▶ **Saved data entries**

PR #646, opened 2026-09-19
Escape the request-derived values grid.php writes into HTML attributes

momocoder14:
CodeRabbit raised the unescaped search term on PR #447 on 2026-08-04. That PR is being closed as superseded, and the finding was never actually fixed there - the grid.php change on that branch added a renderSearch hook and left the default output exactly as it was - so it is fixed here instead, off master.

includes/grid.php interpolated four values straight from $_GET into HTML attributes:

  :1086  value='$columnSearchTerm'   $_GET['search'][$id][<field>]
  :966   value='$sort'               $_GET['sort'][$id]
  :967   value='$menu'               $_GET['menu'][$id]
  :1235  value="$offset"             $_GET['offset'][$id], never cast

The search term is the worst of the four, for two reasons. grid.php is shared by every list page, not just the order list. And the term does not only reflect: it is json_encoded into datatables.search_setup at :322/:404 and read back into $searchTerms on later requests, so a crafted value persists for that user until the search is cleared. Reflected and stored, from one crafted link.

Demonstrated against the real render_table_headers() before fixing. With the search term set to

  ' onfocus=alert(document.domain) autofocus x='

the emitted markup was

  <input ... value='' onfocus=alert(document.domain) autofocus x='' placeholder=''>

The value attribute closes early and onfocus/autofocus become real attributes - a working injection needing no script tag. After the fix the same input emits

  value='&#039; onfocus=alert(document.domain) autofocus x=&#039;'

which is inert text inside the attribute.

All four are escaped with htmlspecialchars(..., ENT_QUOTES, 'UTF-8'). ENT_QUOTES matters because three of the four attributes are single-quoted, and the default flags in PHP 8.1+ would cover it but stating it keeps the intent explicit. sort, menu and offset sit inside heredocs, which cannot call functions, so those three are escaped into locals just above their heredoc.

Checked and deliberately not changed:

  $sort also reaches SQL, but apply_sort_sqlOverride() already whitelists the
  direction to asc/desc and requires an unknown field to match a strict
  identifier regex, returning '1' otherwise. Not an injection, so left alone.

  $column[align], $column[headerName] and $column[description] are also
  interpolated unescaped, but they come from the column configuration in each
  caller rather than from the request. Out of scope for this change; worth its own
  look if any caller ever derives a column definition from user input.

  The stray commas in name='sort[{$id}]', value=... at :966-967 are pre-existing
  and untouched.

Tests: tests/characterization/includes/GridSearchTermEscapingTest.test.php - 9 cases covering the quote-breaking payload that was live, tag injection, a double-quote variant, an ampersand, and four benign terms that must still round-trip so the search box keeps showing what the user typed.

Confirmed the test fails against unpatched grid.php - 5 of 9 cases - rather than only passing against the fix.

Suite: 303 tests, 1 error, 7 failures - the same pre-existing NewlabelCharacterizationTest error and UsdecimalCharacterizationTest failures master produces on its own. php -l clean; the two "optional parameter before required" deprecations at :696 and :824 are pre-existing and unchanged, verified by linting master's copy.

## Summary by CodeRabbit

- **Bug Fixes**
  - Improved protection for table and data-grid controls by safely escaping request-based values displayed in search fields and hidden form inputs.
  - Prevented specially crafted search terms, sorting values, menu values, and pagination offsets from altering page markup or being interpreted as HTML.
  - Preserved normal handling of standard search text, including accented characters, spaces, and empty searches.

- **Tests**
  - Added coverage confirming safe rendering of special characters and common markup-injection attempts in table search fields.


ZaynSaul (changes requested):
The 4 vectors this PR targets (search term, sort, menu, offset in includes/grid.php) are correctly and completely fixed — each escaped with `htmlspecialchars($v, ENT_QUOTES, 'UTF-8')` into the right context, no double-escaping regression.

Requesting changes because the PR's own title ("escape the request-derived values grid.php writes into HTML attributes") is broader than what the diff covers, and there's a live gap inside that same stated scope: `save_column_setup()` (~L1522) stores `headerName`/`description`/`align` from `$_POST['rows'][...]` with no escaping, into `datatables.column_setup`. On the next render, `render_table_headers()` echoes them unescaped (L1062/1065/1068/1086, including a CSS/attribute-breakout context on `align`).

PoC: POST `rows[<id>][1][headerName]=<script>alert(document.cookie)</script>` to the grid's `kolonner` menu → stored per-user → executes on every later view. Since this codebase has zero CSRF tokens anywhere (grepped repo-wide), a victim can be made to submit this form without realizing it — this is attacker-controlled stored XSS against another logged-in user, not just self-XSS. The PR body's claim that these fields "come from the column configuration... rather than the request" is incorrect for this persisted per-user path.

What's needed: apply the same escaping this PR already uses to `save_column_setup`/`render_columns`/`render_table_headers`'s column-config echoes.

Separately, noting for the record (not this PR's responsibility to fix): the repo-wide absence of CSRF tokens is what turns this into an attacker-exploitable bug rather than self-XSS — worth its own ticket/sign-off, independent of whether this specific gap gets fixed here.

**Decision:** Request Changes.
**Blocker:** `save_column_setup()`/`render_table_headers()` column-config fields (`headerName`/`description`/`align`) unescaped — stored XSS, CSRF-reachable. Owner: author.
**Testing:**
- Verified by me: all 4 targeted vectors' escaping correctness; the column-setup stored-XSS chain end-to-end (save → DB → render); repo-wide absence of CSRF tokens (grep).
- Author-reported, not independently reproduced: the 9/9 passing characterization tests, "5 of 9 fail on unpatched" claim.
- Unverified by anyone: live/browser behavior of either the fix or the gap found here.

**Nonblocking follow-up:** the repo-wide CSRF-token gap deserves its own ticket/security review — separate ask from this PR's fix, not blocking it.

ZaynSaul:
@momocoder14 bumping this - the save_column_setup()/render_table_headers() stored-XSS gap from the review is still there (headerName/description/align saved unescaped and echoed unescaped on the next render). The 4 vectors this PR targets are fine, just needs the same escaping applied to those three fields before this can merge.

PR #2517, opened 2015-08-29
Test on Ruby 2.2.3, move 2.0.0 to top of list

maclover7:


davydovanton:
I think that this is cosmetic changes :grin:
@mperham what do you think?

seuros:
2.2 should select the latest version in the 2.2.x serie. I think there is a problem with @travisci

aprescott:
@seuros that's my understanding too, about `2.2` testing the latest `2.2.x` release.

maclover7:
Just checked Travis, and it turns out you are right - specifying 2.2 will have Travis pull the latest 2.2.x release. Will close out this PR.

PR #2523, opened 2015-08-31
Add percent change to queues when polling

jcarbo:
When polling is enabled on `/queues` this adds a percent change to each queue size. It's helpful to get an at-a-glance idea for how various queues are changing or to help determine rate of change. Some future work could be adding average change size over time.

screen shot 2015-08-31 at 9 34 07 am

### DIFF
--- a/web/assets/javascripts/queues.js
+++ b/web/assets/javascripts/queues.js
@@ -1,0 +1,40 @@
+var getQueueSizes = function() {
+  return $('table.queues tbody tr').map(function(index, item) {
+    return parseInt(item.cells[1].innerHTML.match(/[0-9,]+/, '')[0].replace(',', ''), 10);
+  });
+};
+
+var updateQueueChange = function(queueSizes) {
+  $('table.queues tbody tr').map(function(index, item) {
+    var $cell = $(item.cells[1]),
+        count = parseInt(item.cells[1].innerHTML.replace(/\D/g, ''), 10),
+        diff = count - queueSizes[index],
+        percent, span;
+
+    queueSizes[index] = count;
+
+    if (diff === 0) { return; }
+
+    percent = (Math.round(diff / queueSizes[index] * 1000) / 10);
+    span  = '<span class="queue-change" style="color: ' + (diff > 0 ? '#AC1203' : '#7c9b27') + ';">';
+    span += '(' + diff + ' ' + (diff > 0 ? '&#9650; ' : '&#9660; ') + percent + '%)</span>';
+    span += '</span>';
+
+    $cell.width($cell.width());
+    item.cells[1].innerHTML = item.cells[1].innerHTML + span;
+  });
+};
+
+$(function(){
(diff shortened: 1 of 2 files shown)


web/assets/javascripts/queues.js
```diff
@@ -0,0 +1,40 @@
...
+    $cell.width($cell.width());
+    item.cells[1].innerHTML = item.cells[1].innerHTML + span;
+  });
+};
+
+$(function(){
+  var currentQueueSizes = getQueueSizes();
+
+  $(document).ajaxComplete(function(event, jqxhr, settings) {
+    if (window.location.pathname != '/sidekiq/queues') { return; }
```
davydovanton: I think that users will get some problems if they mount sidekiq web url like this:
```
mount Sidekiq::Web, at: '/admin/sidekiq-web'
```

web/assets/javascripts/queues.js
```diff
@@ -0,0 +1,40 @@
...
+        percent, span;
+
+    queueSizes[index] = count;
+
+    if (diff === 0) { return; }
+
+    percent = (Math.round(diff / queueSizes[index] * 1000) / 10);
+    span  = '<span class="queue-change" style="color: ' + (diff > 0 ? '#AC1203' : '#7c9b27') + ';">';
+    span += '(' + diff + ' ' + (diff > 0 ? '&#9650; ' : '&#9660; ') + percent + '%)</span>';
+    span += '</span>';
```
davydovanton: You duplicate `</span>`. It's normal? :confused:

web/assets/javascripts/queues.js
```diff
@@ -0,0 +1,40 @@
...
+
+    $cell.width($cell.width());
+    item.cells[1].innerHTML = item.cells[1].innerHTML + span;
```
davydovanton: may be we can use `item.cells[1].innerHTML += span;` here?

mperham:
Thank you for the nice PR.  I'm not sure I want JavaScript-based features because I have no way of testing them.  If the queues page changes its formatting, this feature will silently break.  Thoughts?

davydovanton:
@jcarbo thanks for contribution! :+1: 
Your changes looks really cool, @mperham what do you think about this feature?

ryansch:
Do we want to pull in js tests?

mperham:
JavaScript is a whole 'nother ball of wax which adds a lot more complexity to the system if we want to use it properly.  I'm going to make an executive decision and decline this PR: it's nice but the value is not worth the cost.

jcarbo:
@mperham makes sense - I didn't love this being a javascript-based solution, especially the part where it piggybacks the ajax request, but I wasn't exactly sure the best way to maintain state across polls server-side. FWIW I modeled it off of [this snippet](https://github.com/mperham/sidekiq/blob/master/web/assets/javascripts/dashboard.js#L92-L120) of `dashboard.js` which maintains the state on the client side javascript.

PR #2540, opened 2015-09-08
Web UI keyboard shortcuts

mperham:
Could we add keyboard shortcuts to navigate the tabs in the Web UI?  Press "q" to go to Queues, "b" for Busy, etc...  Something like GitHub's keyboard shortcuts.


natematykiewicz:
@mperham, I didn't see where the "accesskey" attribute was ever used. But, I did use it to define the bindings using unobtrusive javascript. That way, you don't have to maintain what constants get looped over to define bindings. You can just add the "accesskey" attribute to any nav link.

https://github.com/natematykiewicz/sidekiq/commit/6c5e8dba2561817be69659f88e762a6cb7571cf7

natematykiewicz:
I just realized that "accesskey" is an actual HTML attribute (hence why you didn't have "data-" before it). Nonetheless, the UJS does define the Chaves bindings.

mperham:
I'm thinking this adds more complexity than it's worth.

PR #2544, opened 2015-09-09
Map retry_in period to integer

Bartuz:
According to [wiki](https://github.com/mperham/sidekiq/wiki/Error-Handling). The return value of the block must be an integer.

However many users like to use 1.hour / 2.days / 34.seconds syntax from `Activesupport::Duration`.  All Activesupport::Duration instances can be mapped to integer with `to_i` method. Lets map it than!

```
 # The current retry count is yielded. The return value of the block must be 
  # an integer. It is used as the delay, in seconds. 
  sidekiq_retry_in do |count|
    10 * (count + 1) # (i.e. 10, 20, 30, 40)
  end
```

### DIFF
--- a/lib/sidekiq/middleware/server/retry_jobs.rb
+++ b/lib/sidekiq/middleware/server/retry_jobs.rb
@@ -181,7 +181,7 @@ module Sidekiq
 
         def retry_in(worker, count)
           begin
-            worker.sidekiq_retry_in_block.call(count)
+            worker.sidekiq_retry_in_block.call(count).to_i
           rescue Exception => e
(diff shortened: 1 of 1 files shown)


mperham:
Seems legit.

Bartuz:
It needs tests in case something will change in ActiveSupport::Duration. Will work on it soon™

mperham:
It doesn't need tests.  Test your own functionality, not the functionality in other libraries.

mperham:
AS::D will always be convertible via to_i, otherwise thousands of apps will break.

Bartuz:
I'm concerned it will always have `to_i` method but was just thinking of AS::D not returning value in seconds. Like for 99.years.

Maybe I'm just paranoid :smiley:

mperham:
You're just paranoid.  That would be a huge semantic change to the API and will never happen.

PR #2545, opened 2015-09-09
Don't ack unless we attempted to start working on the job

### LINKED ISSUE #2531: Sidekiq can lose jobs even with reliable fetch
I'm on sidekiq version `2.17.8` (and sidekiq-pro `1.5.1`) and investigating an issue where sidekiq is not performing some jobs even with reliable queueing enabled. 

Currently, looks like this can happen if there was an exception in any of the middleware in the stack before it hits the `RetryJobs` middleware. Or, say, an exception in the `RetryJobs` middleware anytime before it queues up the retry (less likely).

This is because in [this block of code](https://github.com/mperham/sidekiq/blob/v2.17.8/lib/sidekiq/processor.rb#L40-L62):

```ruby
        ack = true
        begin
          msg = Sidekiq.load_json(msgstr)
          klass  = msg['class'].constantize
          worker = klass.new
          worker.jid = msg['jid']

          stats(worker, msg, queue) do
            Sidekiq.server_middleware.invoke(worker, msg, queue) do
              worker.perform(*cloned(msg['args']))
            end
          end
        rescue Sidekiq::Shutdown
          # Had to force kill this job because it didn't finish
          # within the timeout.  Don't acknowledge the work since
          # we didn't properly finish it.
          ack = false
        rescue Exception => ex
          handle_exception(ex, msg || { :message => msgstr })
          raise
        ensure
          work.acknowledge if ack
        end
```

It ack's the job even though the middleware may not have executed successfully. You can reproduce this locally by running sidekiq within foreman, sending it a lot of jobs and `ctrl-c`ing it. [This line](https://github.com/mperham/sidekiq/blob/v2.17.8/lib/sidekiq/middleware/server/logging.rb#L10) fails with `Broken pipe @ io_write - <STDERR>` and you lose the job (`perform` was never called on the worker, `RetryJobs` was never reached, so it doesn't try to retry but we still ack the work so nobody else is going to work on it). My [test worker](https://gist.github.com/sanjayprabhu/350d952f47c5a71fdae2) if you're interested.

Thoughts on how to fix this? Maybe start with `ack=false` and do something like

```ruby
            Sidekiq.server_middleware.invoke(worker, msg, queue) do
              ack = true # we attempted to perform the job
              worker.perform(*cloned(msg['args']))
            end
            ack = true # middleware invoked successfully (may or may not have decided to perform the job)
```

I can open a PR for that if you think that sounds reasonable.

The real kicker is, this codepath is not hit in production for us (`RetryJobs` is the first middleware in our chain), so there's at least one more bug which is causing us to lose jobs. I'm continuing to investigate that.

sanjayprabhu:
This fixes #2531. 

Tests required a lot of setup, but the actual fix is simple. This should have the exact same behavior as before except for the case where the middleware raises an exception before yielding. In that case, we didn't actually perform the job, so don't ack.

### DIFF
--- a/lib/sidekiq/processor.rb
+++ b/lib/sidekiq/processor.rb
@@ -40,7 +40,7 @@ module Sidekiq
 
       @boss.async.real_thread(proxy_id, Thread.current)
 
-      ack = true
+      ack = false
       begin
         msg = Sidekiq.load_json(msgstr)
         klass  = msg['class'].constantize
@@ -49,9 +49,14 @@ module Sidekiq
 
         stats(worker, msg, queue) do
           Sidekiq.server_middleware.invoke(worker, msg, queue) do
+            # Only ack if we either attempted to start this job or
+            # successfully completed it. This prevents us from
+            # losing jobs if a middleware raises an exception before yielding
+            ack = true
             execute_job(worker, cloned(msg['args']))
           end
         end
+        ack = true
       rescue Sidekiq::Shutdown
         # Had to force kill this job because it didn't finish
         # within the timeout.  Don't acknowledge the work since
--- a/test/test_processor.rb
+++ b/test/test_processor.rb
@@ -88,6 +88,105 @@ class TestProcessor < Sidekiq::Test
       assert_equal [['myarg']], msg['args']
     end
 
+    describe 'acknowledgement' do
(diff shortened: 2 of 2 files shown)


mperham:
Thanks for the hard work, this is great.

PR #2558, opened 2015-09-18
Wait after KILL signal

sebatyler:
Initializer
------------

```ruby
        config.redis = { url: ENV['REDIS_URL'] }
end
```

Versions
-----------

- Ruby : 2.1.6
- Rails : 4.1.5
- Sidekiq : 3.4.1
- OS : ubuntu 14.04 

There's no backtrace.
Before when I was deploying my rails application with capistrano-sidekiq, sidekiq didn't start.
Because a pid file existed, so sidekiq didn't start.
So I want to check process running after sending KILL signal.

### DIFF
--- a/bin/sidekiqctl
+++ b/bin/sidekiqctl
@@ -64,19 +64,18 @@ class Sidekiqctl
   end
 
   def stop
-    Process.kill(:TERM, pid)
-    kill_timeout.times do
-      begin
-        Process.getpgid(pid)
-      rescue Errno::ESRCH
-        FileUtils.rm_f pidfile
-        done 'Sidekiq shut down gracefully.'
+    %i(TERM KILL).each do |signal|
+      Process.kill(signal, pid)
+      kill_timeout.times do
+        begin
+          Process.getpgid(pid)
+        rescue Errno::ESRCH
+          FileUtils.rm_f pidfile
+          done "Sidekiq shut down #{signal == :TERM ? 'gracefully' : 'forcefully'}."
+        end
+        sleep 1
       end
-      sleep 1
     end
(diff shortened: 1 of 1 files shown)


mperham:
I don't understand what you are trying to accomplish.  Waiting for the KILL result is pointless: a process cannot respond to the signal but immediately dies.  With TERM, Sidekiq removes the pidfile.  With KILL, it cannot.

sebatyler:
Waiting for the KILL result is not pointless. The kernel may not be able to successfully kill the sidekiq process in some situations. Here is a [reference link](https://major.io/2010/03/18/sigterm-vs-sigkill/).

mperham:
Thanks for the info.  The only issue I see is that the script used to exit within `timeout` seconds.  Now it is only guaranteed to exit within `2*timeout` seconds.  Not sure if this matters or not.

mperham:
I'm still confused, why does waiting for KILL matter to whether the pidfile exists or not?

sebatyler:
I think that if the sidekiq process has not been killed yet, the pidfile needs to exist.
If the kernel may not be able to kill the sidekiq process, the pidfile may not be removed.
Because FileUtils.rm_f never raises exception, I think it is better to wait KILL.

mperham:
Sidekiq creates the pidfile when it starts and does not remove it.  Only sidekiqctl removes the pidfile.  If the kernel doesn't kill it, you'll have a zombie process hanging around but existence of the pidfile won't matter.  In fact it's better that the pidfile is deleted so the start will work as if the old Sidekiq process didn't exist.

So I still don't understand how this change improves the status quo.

▶ **What to produce**
Each line from the one that contains "I don't understand" through the end of the records must be repeated exactly. No other line belongs in the answer.

▶ **Result of this exercise**
I don't understand what you are trying to accomplish.  Waiting for the KILL result is pointless: a process cannot respond to the signal but immediately dies.  With TERM, Sidekiq removes the pidfile.  With KILL, it cannot.

sebatyler:
Waiting for the KILL result is not pointless. The kernel may not be able to successfully kill the sidekiq process in some situations. Here is a [reference link](https://major.io/2010/03/18/sigterm-vs-sigkill/).

mperham:
Thanks for the info.  The only issue I see is that the script used to exit within `timeout` seconds.  Now it is only guaranteed to exit within `2*timeout` seconds.  Not sure if this matters or not.

mperham:
I'm still confused, why does waiting for KILL matter to whether the pidfile exists or not?

sebatyler:
I think that if the sidekiq process has not been killed yet, the pidfile needs to exist.
If the kernel may not be able to kill the sidekiq process, the pidfile may not be removed.
Because FileUtils.rm_f never raises exception, I think it is better to wait KILL.

mperham:
Sidekiq creates the pidfile when it starts and does not remove it.  Only sidekiqctl removes the pidfile.  If the kernel doesn't kill it, you'll have a zombie process hanging around but existence of the pidfile won't matter.  In fact it's better that the pidfile is deleted so the start will work as if the old Sidekiq process didn't exist.

So I still don't understand how this change improves the status quo.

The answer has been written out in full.